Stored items

((

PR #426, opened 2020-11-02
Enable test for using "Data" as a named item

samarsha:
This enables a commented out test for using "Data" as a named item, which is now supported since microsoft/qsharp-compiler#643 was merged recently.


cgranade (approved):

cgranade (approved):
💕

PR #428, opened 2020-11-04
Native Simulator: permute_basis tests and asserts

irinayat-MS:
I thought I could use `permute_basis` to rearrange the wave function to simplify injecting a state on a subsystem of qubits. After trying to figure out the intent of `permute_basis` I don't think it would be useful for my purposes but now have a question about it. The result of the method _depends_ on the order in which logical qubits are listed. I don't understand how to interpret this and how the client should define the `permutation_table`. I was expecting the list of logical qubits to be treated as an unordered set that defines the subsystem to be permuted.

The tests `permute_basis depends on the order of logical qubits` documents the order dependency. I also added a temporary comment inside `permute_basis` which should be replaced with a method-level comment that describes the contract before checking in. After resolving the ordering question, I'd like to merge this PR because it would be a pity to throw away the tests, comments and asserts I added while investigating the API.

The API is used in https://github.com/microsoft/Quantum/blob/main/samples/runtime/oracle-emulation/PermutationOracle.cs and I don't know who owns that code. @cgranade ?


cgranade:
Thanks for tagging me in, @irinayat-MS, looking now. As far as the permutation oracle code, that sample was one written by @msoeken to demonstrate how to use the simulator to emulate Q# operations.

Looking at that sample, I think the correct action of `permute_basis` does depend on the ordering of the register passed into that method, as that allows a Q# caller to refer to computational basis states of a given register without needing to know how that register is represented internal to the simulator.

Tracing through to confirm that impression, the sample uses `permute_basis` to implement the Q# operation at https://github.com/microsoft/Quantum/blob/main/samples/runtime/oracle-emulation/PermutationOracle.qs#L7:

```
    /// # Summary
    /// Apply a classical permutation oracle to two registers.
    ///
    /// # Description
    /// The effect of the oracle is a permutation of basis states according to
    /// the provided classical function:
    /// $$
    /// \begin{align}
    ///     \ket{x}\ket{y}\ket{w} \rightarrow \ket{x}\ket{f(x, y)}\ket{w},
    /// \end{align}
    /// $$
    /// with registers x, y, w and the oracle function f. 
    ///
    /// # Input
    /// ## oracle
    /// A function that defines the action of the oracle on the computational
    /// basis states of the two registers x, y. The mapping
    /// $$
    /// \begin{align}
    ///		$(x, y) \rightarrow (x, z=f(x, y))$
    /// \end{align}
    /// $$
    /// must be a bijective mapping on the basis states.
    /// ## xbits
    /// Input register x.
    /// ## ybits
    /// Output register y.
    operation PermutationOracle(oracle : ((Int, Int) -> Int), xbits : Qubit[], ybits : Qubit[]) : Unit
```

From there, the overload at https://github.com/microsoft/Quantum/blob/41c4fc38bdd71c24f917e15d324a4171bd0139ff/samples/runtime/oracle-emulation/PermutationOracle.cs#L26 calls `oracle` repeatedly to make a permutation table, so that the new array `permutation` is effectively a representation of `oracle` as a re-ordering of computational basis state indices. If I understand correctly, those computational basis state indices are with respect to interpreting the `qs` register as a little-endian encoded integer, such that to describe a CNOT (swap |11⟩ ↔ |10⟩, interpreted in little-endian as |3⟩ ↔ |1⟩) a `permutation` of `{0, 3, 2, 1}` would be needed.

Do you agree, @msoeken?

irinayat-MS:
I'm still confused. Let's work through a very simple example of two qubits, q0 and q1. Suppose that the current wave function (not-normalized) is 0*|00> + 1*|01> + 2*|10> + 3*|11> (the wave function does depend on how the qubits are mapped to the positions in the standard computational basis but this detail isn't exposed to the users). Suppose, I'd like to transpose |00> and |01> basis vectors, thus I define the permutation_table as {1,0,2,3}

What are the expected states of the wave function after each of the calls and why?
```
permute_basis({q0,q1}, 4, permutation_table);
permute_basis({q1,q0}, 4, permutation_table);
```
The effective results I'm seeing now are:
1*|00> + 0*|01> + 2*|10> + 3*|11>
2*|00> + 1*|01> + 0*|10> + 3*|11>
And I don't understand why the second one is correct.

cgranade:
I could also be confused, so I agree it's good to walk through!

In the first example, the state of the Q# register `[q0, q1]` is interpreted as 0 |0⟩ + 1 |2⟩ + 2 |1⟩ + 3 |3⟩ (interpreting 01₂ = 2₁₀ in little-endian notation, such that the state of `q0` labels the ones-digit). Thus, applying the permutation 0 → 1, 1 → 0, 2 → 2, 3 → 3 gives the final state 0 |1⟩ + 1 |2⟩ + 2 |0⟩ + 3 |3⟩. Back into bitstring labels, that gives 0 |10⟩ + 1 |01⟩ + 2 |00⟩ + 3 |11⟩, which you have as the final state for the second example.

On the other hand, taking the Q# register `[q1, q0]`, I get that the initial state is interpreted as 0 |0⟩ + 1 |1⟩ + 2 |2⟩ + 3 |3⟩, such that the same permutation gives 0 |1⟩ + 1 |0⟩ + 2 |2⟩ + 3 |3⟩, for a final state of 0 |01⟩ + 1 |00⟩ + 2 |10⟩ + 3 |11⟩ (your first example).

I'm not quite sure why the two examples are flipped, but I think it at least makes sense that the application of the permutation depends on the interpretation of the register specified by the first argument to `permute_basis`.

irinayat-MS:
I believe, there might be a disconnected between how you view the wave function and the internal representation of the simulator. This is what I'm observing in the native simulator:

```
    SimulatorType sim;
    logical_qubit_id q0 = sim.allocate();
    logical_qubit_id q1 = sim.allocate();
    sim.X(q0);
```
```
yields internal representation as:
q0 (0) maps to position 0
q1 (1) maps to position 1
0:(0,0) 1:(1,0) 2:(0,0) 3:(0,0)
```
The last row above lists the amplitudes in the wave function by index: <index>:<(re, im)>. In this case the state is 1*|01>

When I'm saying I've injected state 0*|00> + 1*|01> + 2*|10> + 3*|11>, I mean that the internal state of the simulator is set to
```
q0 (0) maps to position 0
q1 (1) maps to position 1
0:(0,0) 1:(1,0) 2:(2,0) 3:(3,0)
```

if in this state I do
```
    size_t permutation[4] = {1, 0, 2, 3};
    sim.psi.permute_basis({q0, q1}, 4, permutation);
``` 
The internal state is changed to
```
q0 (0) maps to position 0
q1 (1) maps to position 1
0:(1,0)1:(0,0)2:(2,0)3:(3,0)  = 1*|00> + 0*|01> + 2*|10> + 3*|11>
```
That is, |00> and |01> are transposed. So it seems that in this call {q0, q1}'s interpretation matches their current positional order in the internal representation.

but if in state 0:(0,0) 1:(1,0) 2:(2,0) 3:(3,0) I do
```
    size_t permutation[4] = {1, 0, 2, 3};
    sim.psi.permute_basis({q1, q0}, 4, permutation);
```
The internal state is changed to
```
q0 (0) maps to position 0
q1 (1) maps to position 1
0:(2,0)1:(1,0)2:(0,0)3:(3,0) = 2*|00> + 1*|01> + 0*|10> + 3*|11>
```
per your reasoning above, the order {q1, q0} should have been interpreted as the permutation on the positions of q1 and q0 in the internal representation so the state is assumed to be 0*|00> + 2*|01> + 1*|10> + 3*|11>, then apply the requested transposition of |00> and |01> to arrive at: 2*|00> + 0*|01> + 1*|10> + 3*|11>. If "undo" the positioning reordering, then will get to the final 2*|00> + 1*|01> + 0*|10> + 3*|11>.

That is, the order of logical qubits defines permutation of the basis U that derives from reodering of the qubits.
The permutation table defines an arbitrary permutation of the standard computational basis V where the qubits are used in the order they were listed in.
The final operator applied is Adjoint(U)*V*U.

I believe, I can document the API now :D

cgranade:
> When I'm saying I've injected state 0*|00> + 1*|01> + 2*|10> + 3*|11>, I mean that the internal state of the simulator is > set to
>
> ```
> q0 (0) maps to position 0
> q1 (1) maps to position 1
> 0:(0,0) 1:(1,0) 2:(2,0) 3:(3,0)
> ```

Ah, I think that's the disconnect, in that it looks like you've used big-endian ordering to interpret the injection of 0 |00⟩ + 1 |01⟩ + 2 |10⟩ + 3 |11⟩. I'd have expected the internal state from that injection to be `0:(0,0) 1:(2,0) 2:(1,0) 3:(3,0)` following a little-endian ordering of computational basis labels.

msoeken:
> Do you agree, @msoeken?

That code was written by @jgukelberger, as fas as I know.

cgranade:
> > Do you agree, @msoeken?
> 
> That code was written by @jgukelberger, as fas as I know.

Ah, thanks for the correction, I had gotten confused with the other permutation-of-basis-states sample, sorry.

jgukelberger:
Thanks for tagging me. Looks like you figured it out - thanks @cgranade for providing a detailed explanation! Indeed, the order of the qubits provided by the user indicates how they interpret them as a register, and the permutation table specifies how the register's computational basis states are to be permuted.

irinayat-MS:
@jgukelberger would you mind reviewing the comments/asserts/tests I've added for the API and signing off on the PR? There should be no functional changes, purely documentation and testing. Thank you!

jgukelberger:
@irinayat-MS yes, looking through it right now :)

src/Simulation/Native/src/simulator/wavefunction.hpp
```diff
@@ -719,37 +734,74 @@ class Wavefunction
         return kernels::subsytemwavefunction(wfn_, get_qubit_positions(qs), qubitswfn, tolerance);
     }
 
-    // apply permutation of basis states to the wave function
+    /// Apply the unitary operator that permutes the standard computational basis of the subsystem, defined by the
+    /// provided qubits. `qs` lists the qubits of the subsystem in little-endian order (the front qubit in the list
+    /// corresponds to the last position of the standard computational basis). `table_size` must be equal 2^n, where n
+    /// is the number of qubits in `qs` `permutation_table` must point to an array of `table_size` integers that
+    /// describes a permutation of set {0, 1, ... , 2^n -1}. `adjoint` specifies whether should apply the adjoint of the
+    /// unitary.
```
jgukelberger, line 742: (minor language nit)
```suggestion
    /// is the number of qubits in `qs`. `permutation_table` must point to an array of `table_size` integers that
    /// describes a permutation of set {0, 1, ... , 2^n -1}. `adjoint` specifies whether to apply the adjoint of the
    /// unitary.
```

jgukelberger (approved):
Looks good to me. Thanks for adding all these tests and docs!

))

Description of the task
Look through the records and gather each line with the word "confused".

Solution to this task
I'm still confused. Let's work through a very simple example of two qubits, q0 and q1. Suppose that the current wave function (not-normalized) is 0*|00> + 1*|01> + 2*|10> + 3*|11> (the wave function does depend on how the qubits are mapped to the positions in the standard computational basis but this detail isn't exposed to the users). Suppose, I'd like to transpose |00> and |01> basis vectors, thus I define the permutation_table as {1,0,2,3}
I could also be confused, so I agree it's good to walk through!
Ah, thanks for the correction, I had gotten confused with the other permutation-of-basis-states sample, sorry.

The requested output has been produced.